With a white collared shirt, black pants, and my Palo de Rosa guitar, I stepped up onto the stage when my mentor said my name. I had studied "Sons de carrilhőes" by Joăo Pernambuco for one month before the concert; I knew it as well as I know my brother's moves in FIFA '08 for the PlayStation 2-pretty well. I was ready to end the most exciting, most competitive, and most important day of my life so far.
That Saturday, as captain and central defense of the Conservatorio de las Rosas soccer team, I had the privilege to play the final of a championship of our school's sector. We, the least favorite team, were ready to show our new coach what an extraordinary team creator and motivator he was. Without a huge budget or extravagant uniforms he made us a team. Our game was against Thomas Jefferson team. Not the best team, but outstanding in performance and competitiveness; and with so much budget they could buy all their team-members' uniforms and tennis. The first time was tied and very long due to several faults of both teams; mines too. But as the first touch of Jeshua, our forward, in the second time we took the control of the game. We defeated them 5-3; three Jeshua's goals, one Anton's (my brother) goal, and one mine. The celebration came with my graduation as my feet came into my black shoes-neat.

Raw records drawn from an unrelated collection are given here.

PR #1119, opened 2021-07-02
multi: add ability to persist password on UI login 

### LINKED ISSUE #946: multi: allow persistent encryption key
When the user logs in, they could be presented with a checkbox similar to a "remember me" option that will cause the app password to be effectively cached for the duration of their session. That said, the app password is all powerful, so I don't think we should cache the actual password or even the decoded `Crypter`. Instead, I think we should generate some kind of "session key" that enables generating the password for the duration of the user's session, but does not itself encode the encryption key.

```go
type SessionAuth interface {
	PW() ([]byte, error)
}

func (c *Core) Session(pw []byte) (SessionAuth, error)
```

The  `SessionAuth` itself would encrypt the password with some kind of temporary key and only reveal it when prompted. This approach has the benefit that `Core` is still in control of destroying the session key since `Core` controls the implementation of the concrete type.

When the user selects the "remember my password" checkbox, the `WebServer` knows to generate and cache a `core.SessionAuth`. Then, whenever `WebServer` has a password, they can do something like 

```go
if len(form.PW) == 0 && s.sessionAuth != nil {
	form.PW, err := s.sesssionAuth.PW()
	// handle error
}
```

The front end would need to know somehow whether there is an active "session" so we can hide the password fields. An empty or `null` password also takes on a special significance with this scheme, signaling from to the **webserver** to check for a `SessionAuth`.

On logout, the `WebServer` **should** forget the cached session, but `Core` should also disable the `SessionAuth` somehow so it doesn't really matter.

Anyway, this is just one suggestion, and there are probably better ways to do it. I've been revisiting this for over and over though, and haven't come up with anything super clean.

martonp:
This PR adds a checkbox to the login page that gives the user the option to persist their password for the session. When selected, all the password fields, other than disable account, will no longer be displayed.

When the checkbox is selected, the password is encrypted with a random key, and the encrypted password is stored in a cache in core. The key to decrypt the password is put into a cookie. Whenever a request that requires a password is made with an empty password field, the webserver uses the key from the cookie to retrieve the password from core.

Closes #946.


client/webserver/api.go
```diff
@@ -242,6 +275,14 @@ func (s *WebServer) apiAccountImport(w http.ResponseWriter, r *http.Request) {
...
 	}
 	r.Close = true
+	if len(form.Pass) == 0 {
+		cachedPass, err := s.getCachedPassword(r)
+		if err != nil {
+			log.Errorf("unable to get cached pw: %v", err)
+		} else {
+			form.Pass = cachedPass
+		}
+	}
```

The same day we won the championship I was graduating from my 9th grade. I was going to Preparatoria Valladolid, one marvelous school. I had obtained my admission through my passing of the preparatory test and my acquiring of a scholarship. Three significant events in one day; this day definitely made a mark on my life. "I am ready for tonight's dinner", I said my family when enjoying a delicious lunch at the best place in the city-my home.
After my graduation's formal dinner, I played the guitar as the opener of the concert; t was my fifth time opening a concert at my thirty-third concert. As I began to play, I felt music talking to me; at the end of the song I heard the notes of my life. From Mi to that La to that double Re to the last Re, I felt the exact same way with my life-from being in diapers to being in shorts and jeans to being in black suits to the culmination of a life with no determined point yet.
I have lived in six cities through my seventeen years of life. In all these, I have learned, enjoy, and served. Thus, my experiences in all my communities are what have formed me. Although they discuss about my future and how to developed it, my family has always supported my education-my mother teaching me how to read and how law and society works; and my father teaching me how to speak in English and how to trace my road to success with music and art as my guides. And as my father said to me a while ago: "Without good education and without music there would be no past, no present, and no future." I agree.